Advertisement

Another Condor Chick Hatches at Wild Animal Park

Share
TIMES STAFF WRITER

Sulu, the newest California condor chick, was hatched Thursday afternoon at the San Diego Wild Animal Park, officials said.

The name for the tiny, ungainly chick was taken from an East Pomo Indian word for condor. It was assisted by keepers from its shell shortly before 2 p.m., bringing to a close the 1990 condor breeding season at the Wild Animal Park.

Sulu becomes the 39th condor chick to survive in captivity--including 20 at the Wild Animal Park and 19 at the Los Angeles Zoo. The chick was the fourth condor to be hatched at the Wild Animal Park this year, officials said.

Advertisement

No California condors are living in the wild.

“It’s been the best condor hatching year in decades,” said Jeff Jouett, a spokesman for the San Diego Zoological Society. “If the remaining egg in Los Angeles hatches unharmed, it will make eight new condors this year. Nobody expected that many.”
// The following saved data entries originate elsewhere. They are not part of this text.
Issue #342, opened 2026-09-02
No .gitattributes, so a Windows or WSL clone gets CRLF and a byte-exact doc test blames the action catalogue


vladimirrott:
> **Re-measured 2026-09-07 at `adab560`, and half of this issue is done.** The
> committed CRLF artifact was renormalised by #361 on 3 September, before you
> were pointed here. Nothing tracked is CRLF or mixed today:
>
> ```
> $ git ls-files --eol | grep -E '^i/(crlf|mixed)'; echo "grep rc=$?"
> grep rc=1
> $ grep -c $'\r' tests/evidence/workspace-tests.json
> 0
> ```
>
> What is left is the prevention half, which nobody has touched: the missing
> `.gitattributes`, the guard, and the `CONTRIBUTING.md` paragraph. **The trap
> named under "Tests first" has inverted.** The guard now passes on its first
> run, so a contributor who adds it and sees green has learned nothing about
> whether it works. Prove it bites before you believe it.
>
> Three line references below have moved and one figure is gone:
>
> ```
> $ grep -n 'json.dumps' scripts/record_test_baseline.py
> 160:        json.dumps(doc, indent=2, sort_keys=True) + "\n", encoding="utf-8"
> $ sed -n "154p;156p" crates/sysknife-daemon/tests/action_reference_doc.rs
>     }
>     let committed = std::fs::read_to_string(&path).unwrap_or_default();
> $ wc -c tests/evidence/workspace-tests.json
> 193 tests/evidence/workspace-tests.json
> ```
>
> So `record_test_baseline.py:65` is now 159-160 (#393 moved it),
> `action_reference_doc.rs:154` is 162 (156 on 2026-09-07; #384 moved it again on 2026-09-09), and the "450 bytes of LF over 467 bytes
> of CRLF" sentence describes a file that #393 replaced with a 193-byte schema.
> The reasoning around each of them still holds; only the numbers moved.

The repository has no `.gitattributes`, and `core.autocrlf` is whatever the contributor's machine set. A Windows or WSL clone with `autocrlf=true` therefore gets CRLF in the working tree, and a commit back from that clone puts CRLF into the index. Nothing in the repo prevents either half, and nothing tells the contributor it happened.

**Both halves have now happened.** At `60af0ad`:

```
$ git ls-files --eol | grep -E '^i/(crlf|mixed)'
i/crlf  w/crlf  attr/    tests/evidence/workspace-tests.json
```

[...]

PR #365, opened 2026-09-04
fix(tests): mask empty grep results in remaining guards

### LINKED ISSUE #355: Four more hygiene guards exit 1 with no output when their anchor moves
#347 named five guards and #349 fixed all five. There are four more with the same shape, and I missed them when I filed it.

Same test each time: move the anchor the guard reads, run the guard, count the bytes it prints.

| Guard | Broken input | rc | bytes |
|---|---|---|---|
| `scripts/check_release_versions.sh:62` | internal pin prefix renamed in the manifests | 1 | **0** |
| `tests/e2e/story-metadata.test.sh:31` | `--metadata` emits nothing | 1 | **0** |
| `tests/e2e/story-metadata.test.sh:66` | same | 1 | **0** |
| `tests/e2e/story-metadata.test.sh:67` | same | 1 | **0** |

## Why it matters

`check_release_versions.sh` is the worse of the two. It runs in `docs-and-hygiene`, in `scripts/release_rehearsal.sh --check`, and in the release workflow's own preflight, so it is the last thing standing between a missed internal dependency pin and a published crate that depends on the previous release. Its emptiness check is written and reachable-looking:

```bash
if [[ -z "$pins" ]]; then
    printf 'No internal dependency pins found; the manifest paths in %s are stale.\n' \
        "${BASH_SOURCE[0]}" >&2
    exit 1
fi
```

Measured with the pin prefix renamed so the grep matches nothing: `rc=1`, zero bytes. That message has never printed and cannot.

`story-metadata.test.sh` is the more embarrassing one, and I got it wrong in #347. That issue's "Tests first" section says this file "already fails loudly" because its header parser reports first. It does not. The three `grep -c .` assignments run before the parse loop, and `grep -c .` exits 1 on empty input, so the script dies at line 31. The comment sitting directly above that line reads:

```
# A regex that quietly matched nothing would make every assertion below vacuous.
```

The guard written to catch a parser that dropped everything is unreachable in exactly the case where the parser dropped everything. Measured by stubbing `run-stories.sh --metadata` to emit nothing: `rc=1`, zero bytes, and neither `derived $derived_count stories from $file_count files` nor `family split is degenerate` ever prints.

## Scope

Four lines, the same one-token change #349 already made five times: `|| true` on the pipeline so the emptiness check the authors wrote can run.

Out of scope: the "guard over the guards" idea from #347, which is still worth doing and is `medium`, not this.

## Tests first

Break each anchor in a scratch tree, run the guard, and assert it prints its own message rather than nothing:

- `check_release_versions.sh`: rewrite the `^sysknife-[a-z-]* = {` prefix in `crates/*/Cargo.toml` and both `apps/*/Cargo.toml`, then require `No internal dependency pins found` on stderr.
- `story-metadata.test.sh`: replace `tests/e2e/run-stories.sh` with a stub that exits 0 printing nothing, then require `the parser is dropping some` or the degenerate-family line.

Both must still pass untouched on clean input. Check the byte count of the output, not only the exit code: all four already exit 1, and the exit code is what makes this invisible.

## Difficulty

`easy`. Four one-token edits and a `sed` per guard to verify.

## Getting started

[CONTRIBUTING.md](https://github.com/lacs-project/sysknife/blob/main/CONTRIBUTING.md) has the build and test commands, and [docs/developer-guide.md](https://github.com/lacs-project/sysknife/blob/main/docs/developer-guide.md) now has a section on running these guards directly; they need no build and finish in under a second each. No CLA. MIT.

@iamjaeholee found and fixed the first five in #349, so this is theirs if they want it.

iamjaeholee:
Fixes #355

    Added `|| true` to the remaining 4 places.

### DIFF
--- a/scripts/check_release_versions.sh
+++ b/scripts/check_release_versions.sh
@@ -63,7 +63,7 @@ pins="$(grep -rn '^sysknife-[a-z-]* = {' \
     "$repo_root"/crates/*/Cargo.toml \
     "$repo_root"/apps/sysknife-cli/Cargo.toml \
     "$repo_root"/apps/sysknife-shell/src-tauri/Cargo.toml |
-    grep 'version = ')"
+    grep 'version = ' || true)"
 
 # An empty result means the manifests moved, not that every pin agrees. Fail
 # loudly rather than reporting success for a check that inspected nothing.
--- a/tests/e2e/story-metadata.test.sh
+++ b/tests/e2e/story-metadata.test.sh
@@ -28,7 +28,7 @@ report() {
 [ -x "$runner" ] || { printf 'missing runner: %s\n' "$runner" >&2; exit 1; }
 
 metadata="$(bash "$runner" --metadata)"
-derived_count="$(printf '%s\n' "$metadata" | grep -c .)"
+derived_count="$(printf '%s\n' "$metadata" | grep -c . || true)"
 file_count="$(find "$story_dir" -maxdepth 1 -name 'story-*.sh' | wc -l)"
 
 # A regex that quietly matched nothing would make every assertion below vacuous.
@@ -63,8 +63,8 @@ done <<< "$metadata"
 
 # Both families must be populated: a filter that silently classified everything
 # one way would still satisfy the count check above.
-ubuntu_count="$(printf '%s\n' "$metadata" | awk -F'\t' '$2 == "ubuntu"' | grep -c .)"
-atomic_count="$(printf '%s\n' "$metadata" | awk -F'\t' '$2 == "atomic"' | grep -c .)"
+ubuntu_count="$(printf '%s\n' "$metadata" | awk -F'\t' '$2 == "ubuntu"' | grep -c . || true)"
+atomic_count="$(printf '%s\n' "$metadata" | awk -F'\t' '$2 == "atomic"' | grep -c . || true)"
 if [ "$ubuntu_count" -lt 1 ] || [ "$atomic_count" -lt 1 ]; then
     report "family split is degenerate: $ubuntu_count ubuntu, $atomic_count atomic"
 fi


vladimirrott (approved):
Verified at `4bc8e76f2874ccedd0eef34020712b21e279fd18`.

You fixed the family counts on lines 66 and 67 rather than stopping at line 31, where the first symptom shows. That distinction carries the whole PR. Fixing only line 31 makes the file look repaired: it prints one failure, then dies at 66 before the rest of the file runs.

`story-metadata.test.sh` is a shell script, so the screen here classes it as executable at test time. I read the diff instead of running it on this machine, then ran the two guards in a rootless container with the network off. Your branch is 12 commits behind `main`, so I built the tree that would land rather than the one you pushed: `main` at `b7c472c`, with your two files copied over it. `git diff` between your base and `main` for those two paths is empty, so that tree is the merge result.

**Guard 1, `scripts/check_release_versions.sh`**, with the `^sysknife-... = {` pin prefix renamed in every manifest so the grep matches nothing:

```
A  fix present   + manifests intact  :: rc=0 bytes=72
      | All release versions match 0.13.0 (15 internal dependency pins checked).
B  fix present   + pin prefix broken :: rc=1 bytes=110
      | No internal dependency pins found; the manifest paths in .../check_release_versions.sh are stale.
C  FIX REVERTED  + pin prefix broken :: rc=1 bytes=0
D  FIX REVERTED  + manifests intact  :: rc=0 bytes=72
      | All release versions match 0.13.0 (15 internal dependency pins checked).
```

**Guard 2, `tests/e2e/story-metadata.test.sh`**, with `run-stories.sh` replaced by a stub that exits 0 printing nothing:

```
A  fix present   + real runner       :: rc=0 bytes=67
      | Story metadata derived cleanly: 133 stories (79 ubuntu, 54 atomic).
B  fix present   + runner emits none :: rc=1 bytes=215
      | FAIL  derived 0 stories from 133 files — the parser is dropping some
      | FAIL  family split is degenerate: 0 ubuntu, 0 atomic
      | FAIL  an unparseable story header did not fail the derivation
C  FIX REVERTED  + runner emits none :: rc=1 bytes=0
D  FIX REVERTED  + real runner       :: rc=0 bytes=67
      | Story metadata derived cleanly: 133 stories (79 ubuntu, 54 atomic).
```

Row C is the one that had to be run. With your hunk reverted, both guards still exit 1 and print zero bytes, which is why nobody caught this from an exit code. Row D says clean input behaves the same either way.

I also checked that 66 and 67 are not redundant with 31:

```
E  only lines 66-67 reverted + runner emits none :: rc=1 bytes=70
      | FAIL  derived 0 stories from 133 files — the parser is dropping some
```

One failure instead of three, and the run dies before the header-mutation check at line 102 executes.

Masking an exit code can hide a real error as easily as an empty match, so I ran two more cases against `check_release_versions.sh`:

- One manifest deleted: `rc=2`, `sed: can't read .../crates/sysknife-core/Cargo.toml: No such file or directory`. The package-version loop reports it before line 62, so `|| true` never gets a chance to swallow it.
- The no-argument form that `docs-and-hygiene` runs: `rc=0`, 72 bytes, passes.

And the sweep at `main` for the same shape returns your four lines and nothing else:

```
$ grep -rnE '="\$\(.*grep ' scripts/ tests/ --include='*.sh' | grep -v '|| true'
scripts/check_release_versions.sh:62:pins="$(grep -rn '^sysknife-[a-z-]* = {' \
tests/e2e/story-metadata.test.sh:31:derived_count="$(printf '%s\n' "$metadata" | grep -c .)"
tests/e2e/story-metadata.test.sh:66:ubuntu_count="$(printf '%s\n' "$metadata" | awk -F'\t' '$2 == "ubuntu"' | grep -c .)"
tests/e2e/story-metadata.test.sh:67:atomic_count="$(printf '%s\n' "$metadata" | awk -F'\t' '$2 == "atomic"' | grep -c .)"
```

Between #349 and this, the shape is gone from `scripts/` and `tests/`.

**Nothing blocking.** One mechanical item, and it is not your debt: the branch is 12 commits behind `main`, so `mergeStateStatus` reads `BEHIND` and the merge needs a branch update and a fresh run first.

I am leaving the merge to Vladimir rather than doing it myself. Our merge gate refuses to land anything without an observed mutation receipt, and it only knows how to produce one for Rust: it runs `cargo test` and applies its mutation to `*.rs`. A shell-only change has no path through it. The gap is ours, not yours, and I would rather say so than route around the gate.

No new issue from me, because #342 is already yours and still held. Take it whenever you want it, or leave it; it stays open for you either way.

One last thing, unrelated to merging. Anyone who stubs a runner and counts the bytes it prints administers real machines. If you have an Ubuntu box you look after, the read-only side of this is a ten-minute try: `sysknife --dry-run "list running containers"` shows you the plan and the exact commands without executing anything, and `sysknife doctor` tells you whether the daemon is even reachable. Say no and nothing changes here.

vladimirrott:
Merged in `99e789f`, and #355 closed with it.

Four hunks, and the pair at `story-metadata.test.sh:66-67` is the one I would
point at. The `derived_count` check above them already catches a parser that
drops stories; those two catch a parser that files every story into one family,
which is the case that matters because `SYSKNIFE_ALLOW_DESTRUCTIVE=1` runs the
atomic set by default.

I proved both guards in a container before merging, in both directions.
`check_release_versions.sh` with its manifest anchor broken: with your fix, 110
bytes naming the file and the cause, exit 1. With the fix reverted, the same
break gives 0 bytes, exit 1. Identical detection, and the whole difference is
whether anyone can act on it.

It sat a day for reasons that were not yours. The branch was 12 commits behind,
and then registry.npmjs.org started answering `npm audit` with 503, which lives
inside the required `frontend` check, so three consecutive runs failed on a job
that has nothing to do with your diff.

No CHANGELOG entry: test and release-script hygiene, nothing user-visible.

That outage is now #367 if you want it. `npm audit` blocks every pull request
whenever the registry has a bad morning, and what it audits is the paused Tauri
GUI, so a one-line `CONTRIBUTING.md` change waits on it too. Same shape as the
two you have fixed, one level up: a gate reporting a failure it did not find.
#342 is also still open and unclaimed.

The condor has been on the Endangered Species list since the government began collecting such statistics in 1972. “Arguably, since the advance of Lewis and Clark, the condor numbers began to decline in the West,” Jouett said.

Keepers said the newest condor appeared “healthy and vigorous” as it rested in an incubator. Described as a fragile creature with a pointed head, perhaps because of its unusual, football-shaped shell, Sulu was to be weighed late Thursday night.

“It just about fills the palm of your hand,” Jouett said. “It’s bald, with big eyes and a big beak. Some people say it’s ugly. But ugliness is in the eyes of the beholder.”

The sex of a condor cannot be immediately determined upon birth.

The proud parents were identified by keepers as mother Adult Condor 8 and father Adult Condor 5.